**Aim of the exercise**. Every line containing the string "removed" should be returned from the records.

[Saved data entries]
------------------------
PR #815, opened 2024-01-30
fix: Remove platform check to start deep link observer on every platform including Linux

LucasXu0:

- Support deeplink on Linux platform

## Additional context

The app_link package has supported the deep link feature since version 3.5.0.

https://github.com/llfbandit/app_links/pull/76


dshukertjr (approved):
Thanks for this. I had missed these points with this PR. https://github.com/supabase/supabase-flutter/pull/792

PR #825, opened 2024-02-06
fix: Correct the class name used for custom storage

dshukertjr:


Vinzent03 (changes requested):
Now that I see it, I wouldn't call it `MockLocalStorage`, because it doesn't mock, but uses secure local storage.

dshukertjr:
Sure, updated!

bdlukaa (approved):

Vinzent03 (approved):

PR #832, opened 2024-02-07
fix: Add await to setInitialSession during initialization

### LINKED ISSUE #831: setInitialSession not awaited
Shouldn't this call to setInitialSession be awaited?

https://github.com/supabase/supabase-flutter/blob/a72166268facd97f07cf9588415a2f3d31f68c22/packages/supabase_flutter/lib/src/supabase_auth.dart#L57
------------------------
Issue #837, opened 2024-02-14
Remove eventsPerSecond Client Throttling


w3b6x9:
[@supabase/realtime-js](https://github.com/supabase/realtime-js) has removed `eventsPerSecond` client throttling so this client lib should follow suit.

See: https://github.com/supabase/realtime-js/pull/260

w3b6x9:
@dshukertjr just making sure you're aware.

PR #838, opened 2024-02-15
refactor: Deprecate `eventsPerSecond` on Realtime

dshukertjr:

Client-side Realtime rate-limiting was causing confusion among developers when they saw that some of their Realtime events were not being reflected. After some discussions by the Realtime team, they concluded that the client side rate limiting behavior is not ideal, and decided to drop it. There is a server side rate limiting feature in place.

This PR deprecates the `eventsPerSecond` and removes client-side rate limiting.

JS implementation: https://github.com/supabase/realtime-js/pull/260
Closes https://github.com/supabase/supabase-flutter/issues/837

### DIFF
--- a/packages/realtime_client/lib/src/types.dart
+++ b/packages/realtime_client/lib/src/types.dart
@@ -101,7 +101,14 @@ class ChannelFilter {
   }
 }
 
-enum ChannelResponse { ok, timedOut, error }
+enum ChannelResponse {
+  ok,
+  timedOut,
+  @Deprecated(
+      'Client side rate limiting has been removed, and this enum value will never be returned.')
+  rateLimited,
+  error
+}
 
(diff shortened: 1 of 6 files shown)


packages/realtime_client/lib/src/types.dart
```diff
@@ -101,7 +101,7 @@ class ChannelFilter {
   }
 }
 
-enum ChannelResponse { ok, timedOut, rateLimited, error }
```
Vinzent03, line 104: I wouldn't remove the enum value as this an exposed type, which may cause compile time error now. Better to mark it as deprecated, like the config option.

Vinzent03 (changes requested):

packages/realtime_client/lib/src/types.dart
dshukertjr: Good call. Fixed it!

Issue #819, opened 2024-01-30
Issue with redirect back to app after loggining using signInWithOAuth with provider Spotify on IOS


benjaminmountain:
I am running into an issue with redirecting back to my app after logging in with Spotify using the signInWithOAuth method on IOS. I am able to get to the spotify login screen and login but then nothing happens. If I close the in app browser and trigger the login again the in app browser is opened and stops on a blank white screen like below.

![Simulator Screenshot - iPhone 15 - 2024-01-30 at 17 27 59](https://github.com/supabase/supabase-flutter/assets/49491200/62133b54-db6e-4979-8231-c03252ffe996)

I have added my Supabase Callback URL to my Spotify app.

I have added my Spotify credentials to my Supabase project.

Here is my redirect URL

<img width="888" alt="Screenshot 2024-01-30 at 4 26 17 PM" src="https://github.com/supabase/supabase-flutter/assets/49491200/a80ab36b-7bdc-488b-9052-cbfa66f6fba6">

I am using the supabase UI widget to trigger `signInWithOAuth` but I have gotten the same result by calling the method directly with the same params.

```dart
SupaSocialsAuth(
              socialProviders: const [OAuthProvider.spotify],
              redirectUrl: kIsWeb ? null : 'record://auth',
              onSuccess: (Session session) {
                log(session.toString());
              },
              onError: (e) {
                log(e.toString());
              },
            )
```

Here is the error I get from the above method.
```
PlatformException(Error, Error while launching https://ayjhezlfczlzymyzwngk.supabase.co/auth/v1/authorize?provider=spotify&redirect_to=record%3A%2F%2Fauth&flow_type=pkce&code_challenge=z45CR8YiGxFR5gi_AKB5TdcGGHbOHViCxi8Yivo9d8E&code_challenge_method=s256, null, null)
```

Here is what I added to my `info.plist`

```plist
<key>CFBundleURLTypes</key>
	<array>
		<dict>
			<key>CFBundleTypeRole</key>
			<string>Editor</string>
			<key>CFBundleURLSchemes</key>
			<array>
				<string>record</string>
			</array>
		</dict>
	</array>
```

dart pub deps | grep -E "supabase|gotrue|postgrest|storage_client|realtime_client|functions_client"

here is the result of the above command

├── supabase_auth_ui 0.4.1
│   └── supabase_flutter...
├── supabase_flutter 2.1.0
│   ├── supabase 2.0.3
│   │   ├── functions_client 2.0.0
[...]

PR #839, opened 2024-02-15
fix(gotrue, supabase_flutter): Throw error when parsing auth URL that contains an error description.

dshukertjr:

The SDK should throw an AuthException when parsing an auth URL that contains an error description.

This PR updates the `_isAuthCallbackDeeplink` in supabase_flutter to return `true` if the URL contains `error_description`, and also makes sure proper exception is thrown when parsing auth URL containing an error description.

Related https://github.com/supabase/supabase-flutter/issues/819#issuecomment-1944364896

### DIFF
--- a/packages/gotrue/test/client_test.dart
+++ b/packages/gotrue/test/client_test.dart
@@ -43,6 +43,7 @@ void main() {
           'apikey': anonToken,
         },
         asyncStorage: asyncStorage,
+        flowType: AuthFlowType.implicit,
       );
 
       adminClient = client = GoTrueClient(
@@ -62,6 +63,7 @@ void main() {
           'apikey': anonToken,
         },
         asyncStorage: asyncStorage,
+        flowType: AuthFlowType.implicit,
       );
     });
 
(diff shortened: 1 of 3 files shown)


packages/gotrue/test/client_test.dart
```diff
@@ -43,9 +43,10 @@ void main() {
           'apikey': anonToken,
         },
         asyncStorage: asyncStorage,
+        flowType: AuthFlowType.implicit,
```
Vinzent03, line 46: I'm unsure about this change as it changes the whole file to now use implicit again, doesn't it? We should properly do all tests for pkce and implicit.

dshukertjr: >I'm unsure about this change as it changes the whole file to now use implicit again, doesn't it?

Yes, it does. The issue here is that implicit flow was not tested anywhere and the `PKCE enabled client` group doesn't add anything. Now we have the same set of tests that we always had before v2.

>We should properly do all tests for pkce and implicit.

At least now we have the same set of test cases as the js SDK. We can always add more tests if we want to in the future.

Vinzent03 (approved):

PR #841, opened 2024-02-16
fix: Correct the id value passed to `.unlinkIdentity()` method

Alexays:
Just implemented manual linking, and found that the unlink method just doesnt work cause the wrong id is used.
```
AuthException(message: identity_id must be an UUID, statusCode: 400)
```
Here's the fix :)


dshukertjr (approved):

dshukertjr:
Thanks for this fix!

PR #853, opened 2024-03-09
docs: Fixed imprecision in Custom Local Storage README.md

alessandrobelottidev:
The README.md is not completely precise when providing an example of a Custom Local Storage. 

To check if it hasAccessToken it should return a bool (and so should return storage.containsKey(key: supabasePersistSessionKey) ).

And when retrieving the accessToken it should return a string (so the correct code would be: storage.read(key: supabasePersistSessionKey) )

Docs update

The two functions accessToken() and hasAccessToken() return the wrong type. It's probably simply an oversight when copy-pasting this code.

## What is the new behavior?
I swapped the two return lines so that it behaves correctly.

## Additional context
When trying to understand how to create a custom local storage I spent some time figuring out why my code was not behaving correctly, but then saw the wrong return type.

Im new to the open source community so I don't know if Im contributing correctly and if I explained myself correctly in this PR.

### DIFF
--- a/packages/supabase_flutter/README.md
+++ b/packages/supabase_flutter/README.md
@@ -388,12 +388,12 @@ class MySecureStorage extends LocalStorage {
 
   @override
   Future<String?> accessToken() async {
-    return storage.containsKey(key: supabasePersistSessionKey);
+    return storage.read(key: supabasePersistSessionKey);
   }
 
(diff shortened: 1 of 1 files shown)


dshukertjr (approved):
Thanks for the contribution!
------------------------
**Reply**.
[@supabase/realtime-js](https://github.com/supabase/realtime-js) has removed `eventsPerSecond` client throttling so this client lib should follow suit.
+      'Client side rate limiting has been removed, and this enum value will never be returned.')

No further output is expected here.